## Problem to work on
An identical copy of all the records is what the answer must contain.

Dataset records section start

PR #99, opened 2023-04-07
Fix code actions line number issue

scottming:
```elixir
defmodule MyModule do
  def foo(foo) do
  end
end
```

The line_number extracted [here](https://github.com/lexical-lsp/lexical/blob/main/apps/server/lib/lexical/server/provider/code_action/replace_with_underscore.ex#L21) is `2`, but the lsp is 0-based.


scohen:
this is an example of the `n + 1`, `n - 1` thing I was complaining about in my previous refactor. I think the correct fix here is to use `Lexical.Position` structs in the TextEdit, and they'll be converted during encoding.

scottming:
in favor of #109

Dataset records section end

## The completed task
PR #99, opened 2023-04-07
Fix code actions line number issue

scottming:
```elixir
defmodule MyModule do
  def foo(foo) do
  end
end
```

The line_number extracted [here](https://github.com/lexical-lsp/lexical/blob/main/apps/server/lib/lexical/server/provider/code_action/replace_with_underscore.ex#L21) is `2`, but the lsp is 0-based.


scohen:
this is an example of the `n + 1`, `n - 1` thing I was complaining about in my previous refactor. I think the correct fix here is to use `Lexical.Position` structs in the TextEdit, and they'll be converted during encoding.

scottming:
in favor of #109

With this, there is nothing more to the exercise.